Cellular Model of Severe Congenital Neutropenia Reveals the Molecular Mechanism of Mutant Elastase-Mediated Agranulocytosis.

Severe congenital neutropenia (SCN) or Kostmann’s syndrome defines an inheritable hematopoietic disorder of an impaired neutrophil production in the bone marrow due to a “maturation arrest” at promyelocytic stage of differentiation in the marrow. SCN patients have recurring severe infections and may evolve to develop leukemia. We reported accelerated apoptosis and cell cycle arrest of bone marrow-derived myeloid progenitor cells in SCN patients with acquired, autosomal dominant, as well as autosomal recessive inheritance. We also reported that approximately 80% of these patients have heterozygous mutations in the neutrophil elastase (NE) gene encoding a serine protease normally targeted to azurophil granules. Neither knock-in of mutant elastase nor a knock-out of normal neutrophil elastase caused severe neutropenia in mice. Therefore, we established a cellular model of SCN with tetracycline-regulated expression of mutant NE in human promyelocytic tet-off HL-60 cells. Induced expression of mutant elastase in these cells led to a reduced mitochondrial membrane potential and subsequent caspase-independent apoptosis and cell cycle arrest as determined by flow cytometry. Block of differentiation of DMSO-treated cells was also observed in tet-off HL-60 cells with induced expression of mutant NE, similar to that in SCN patients. This cellular model of SCN very closely recapitulates the human severe neutropenia phenotype.
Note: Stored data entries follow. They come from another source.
PR #1420, opened 2020-05-14
Make entry templates editable

aviav:
REDMINE-17306

### DIFF
--- a/admins/pageflow/entry_templates.rb
+++ b/admins/pageflow/entry_templates.rb
@@ -1,0 +1,127 @@
+module Pageflow
+  ActiveAdmin.register EntryTemplate, as: 'EntryTemplate' do
+    menu false
+    config.batch_actions = false
+    actions :new, :create, :edit, :update
+    form partial: 'form'
+
+    belongs_to :account, parent_class: Pageflow::Account
+
+    breadcrumb do
+      breadcrumb_links.first 3
+    end
+
+    controller do
+      helper Pageflow::Admin::FormHelper
+      helper Pageflow::Admin::WidgetsHelper
+
+      def new
+        @page_title = page_title('new', params[:entry_type])
+        super
+      end
+
+      def create
+        @entry_template = EntryTemplate.new(
+          entry_template_params.merge(account_id: permitted_params[:account_id])
+        )
+        authorize!(:create, @entry_template)
+        create! { redirect_path }
+        update_widgets if @entry_template.errors.empty?
+      end
+
+      def edit
+        @page_title = page_title('edit', resource.entry_type)
+        super
+      end
+
+      def update
+        @entry_template = EntryTemplate.find(params[:id])
+        @entry_template.assign_attributes(entry_template_params)
+        params[:entry_template].delete('share_providers')
+        params[:entry_template].delete('configuration')
+        authorize!(:update, @entry_template)
+        update! { redirect_path }
+        update_widgets if @entry_template.errors.empty?
+      end
+
+      private
+
+      def page_title(rest_verb, entry_type_name)
+        "#{I18n.t('pageflow.admin.entry_templates.page_title.' + rest_verb)} "\
+        "#{I18n.t('activerecord.values.pageflow/entry.type_names.' + entry_type_name)}"
+      end
+
+      def permitted_params
+        params.permit(
+          :account_id,
+          entry_template: permitted_entry_template_attributes
+        )
+      end
+
+      def permitted_entry_template_attributes
+        [
+          :id,
+          :account_id,
+          :entry_type,
+          :theme_name,
+          :default_author,
+          :default_publisher,
+          :default_keywords,
+          :default_locale,
+          share_providers: {},
+          configuration: {}
+        ]
+      end
+
+      def redirect_path
+        admin_account_path(params[:account_id], tab: 'entry_templates')
+      end
+
+      def entry_template_params
+        current_params = permitted_params[:entry_template]&.to_hash
+
+        if current_params
+          config = true_false_strings_to_booleans_or_numbers(
+            current_params['configuration']
+          )
+          share_providers = true_false_strings_to_booleans_or_numbers(
+            current_params['share_providers']
+          )
+          current_params.merge('configuration' => config,
+                               'share_providers' => share_providers)
+        else
+          {}
+        end
+      end
+
+      def true_false_strings_to_booleans_or_numbers(hash)
+        hash&.map { |k, v| [k, to_boolean_or_number(v)] }&.to_h
+      end
+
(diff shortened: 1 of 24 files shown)


admins/pageflow/entry_templates.rb
```diff
@@ -0,0 +1,66 @@
+module Pageflow
+  ActiveAdmin.register EntryTemplate, as: 'EntryTemplate' do
```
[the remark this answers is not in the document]
tf: I think we should silence these for `register` and `controller` in the `admins` dir, just like we do for [`describe` in the `spec` dir](https://github.com/codevise/pageflow/blob/6329cf329b7ea3b32e739ec4c59629dd5ba9e92b/.rubocop.yml#L42)

admins/pageflow/entry_templates.rb
```diff
@@ -0,0 +1,66 @@
...
+    menu false
+    config.batch_actions = false
+    actions :new, :create, :edit, :update
```
tf, line 5: I still think only providing `edit` and overriding `find_resource` (as mention [here](https://redmine.codevise.de/issues/17306#note-56)) would have been a good idea. Is there an issue with that approach I'm not aware of? Now validations/constraints ensure db consistency, but I can still follow a stale "new" link to a form that I will never be able to save after I fill it in, right?

app/models/pageflow/account.rb
```diff
@@ -30,6 +30,26 @@ def first_paged_entry_template
...
+      potential_entry_templates = free_type_names.map do |type_name|
+        EntryTemplate.new(
+          account_id: id,
+          entry_type: type_name
+        )
+      end
+
+      allowed_existing_entry_templates + potential_entry_templates
+    end
+
```
tf, line 52: This looks a bit intimidating and should thus have a test.

lib/pageflow/global_config_api.rb
```diff
@@ -44,17 +44,11 @@ def configure(&block)
...
-
-      if target.respond_to?(:entry_type)
-        config = Configuration::ConfigView.new(config, target.entry_type)
+      if target.is_a?(EntryTemplate)
+        config_for(Account.find(target.account_id))
+      else
+        config_for_account_or_entry(target)
       end
-
-      config
```
tf, line 57: This does not use the entry template's entry type yet to scope, for example, widget types by entry type. If we want to save that for a later step, instead of doing this change we could also do `config_for(entry_template.account)` in the [one place where it is used](https://github.com/codevise/pageflow/pull/1420/files#diff-b378d3e9e492d24e8547d4d5fc204542R2). Otherwise it needs a spec.

spec/controllers/admin/entry_templates_controller_spec.rb
```diff
@@ -0,0 +1,46 @@
...
+                  theme_name: 'unregistered'
+                }
+              })
+
+        expect(response.body).to have_selector(
+          '.input.error#entry_template_theme_name_input'
+        )
+      end
+    end
+  end
```
tf, line 45: I'd look a the account admin spec for more things to test here. Code related to updating nested entry templates can in turn be removed there.

admins/pageflow/entry_templates.rb
```diff
@@ -0,0 +1,66 @@
...
+        "#{I18n.t('activerecord.values.pageflow/entry.type_names.' + entry_type_name)}"
+      end
+
+      def permitted_params
+        params.permit(entry_template: permitted_entry_template_attributes)
+      end
+
+      def permitted_entry_template_attributes
+        [
+          :account_id,
```
tf, line 49: Is this needed? If yes, we should have a spec that ensures a user cannot create/update entry templates of other accounts.

admins/pageflow/entry_templates.rb
aviav: > I'm not aware of? 

Not sure. See [reply to your comment here](https://redmine.codevise.de/issues/17306#note-59).

Basically, I agree with your problem description. See my reply for more on this

aviav: I'll add that idea to the todo list in any case, so no need to discuss it right now

tf: Ah, I missed your comment on the issue. Since discussion moved on over there, I'll reply here.

> Otherwise, opening the edit form twice and saving twice would still create two entry templates for the same account/entry type

I don't think so. All forms always have action urls of the form `/account/5/entry_tempaltes/scrolled` or `/account/5/entry_tempaltes/paged`. The `find_resource` finds or initializes entry templates. Update always just calls save. So the second form submission would be an update either way. The second update would still override attributes with potentially stale data. But that's a problem we have with every admin form if you open multiple instances.

lib/pageflow/global_config_api.rb
aviav: To me it seems better to drop this for now, and do `config_for(entry_template.account)`

spec/controllers/admin/entry_templates_controller_spec.rb
aviav: Indeed. After working on the entry template admin for a while today, I noticed that some account controller specs should be ported to entry template controller before doing more in that direction

admins/pageflow/entry_templates.rb
aviav: Thinking about this some more, I'm not sure just deleting the existing data is an improvement. There is a clear validation error message which can prompt the user to either dismiss stale data, or use the edit link instead. It's definitely annoying to have to copy over the data, but we could also argue that we have some unnecessary duplication of data between entry templates which significantly contributes to this being an annoyance in the first place.

I'd even favor leaving this as it is, and if users request it or if we have time, make entry template entry UX more pleasant by avoiding duplication and, if it then still seems like a nuisance, go with the approach to only have edit/update actions.

Would it be okay with you to leave this as it is in the first iteration?

aviav: PS: Maybe in this case it would make more sense to label the 'Edit' link for the create action with 'Create', and also let the forms' page titles differ somewhat

tf: Sounds good. That way there is also an easy way to see that an account is still missing an (explicitly configured) entry template.

aviav: Alright! Updated my todos accordingly

aviav:
> Looks good. One stylistic quibble: I would have vertically aligned the edit/new links with the entry type name in the entry template table, but that's definitely not a blocker. Would click merge now or is there anything still WIP about this?

Can be merged.

Yes, aligning those items seems like a good idea. I wasn't sure with IE and flex layout, so that's why I skipped it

To elucidate the molecular mechanisms of mutant NE-mediated neutropenia, we employed various proteomics methods, including ICAT analysis, two-dimensional gel electrophoresis, immunoprecipitation, LC-MS/MS and identified a number of proteins with altered level of expression including apoptosis and cell cycle regulatory gene products, transcription factor and cytoskeleton proteins. Changes in the protein expression profiles revealed the abnormal molecular events underlying the impaired cell survival and cell cycle arrest and suggested additional pathways implicated in pathogenesis of SCN. Immunostaining of control cells with phalloidin revealed a weak F-actin polymerization in cell periphery, which helps to maintain cell shape flexibility, and intracellular long F-actin filaments supporting the normal cytoskeleton. In contrast, cells expressing mutant NE, exhibited an increased polymerization of F-actin in the periphery, with apparent increase in lamellipodia that may contribute to an increased phosphatydilserine exposure in apoptotic cells expressing mutant elastase. The hyperpolymerization of F-actin, which appears to stem from an elevated level of RhoA, a member of the RAS-superfamily of GTPases, makes the cells more rigid and less flexible thus contributing to impaired cell cycle progression in cells expressing mutant NE. Impaired cell survival in these cells is associated with a significant reduction in the level of phosphorylated PKB/Akt, which in turn appears to be a consequence of a decreased level of PI3kinase in response to expression of mutant NE. Interestingly, G-CSF treatment of mutant NE expressing cells resulted in restoration of the level of phospho-Akt to near normal level comparable to that in control cells with normal NE expression. These data may explain the anti-apoptotic effect of G-CSF in SCN. Thus, these data demonstrate that the cellular model of SCN based on tet-off HL-60/mutNE cells with inducible expression of mutant elastase is useful to unravel the cellular and molecular mechanisms of mutant NE-mediated severe neutropenia.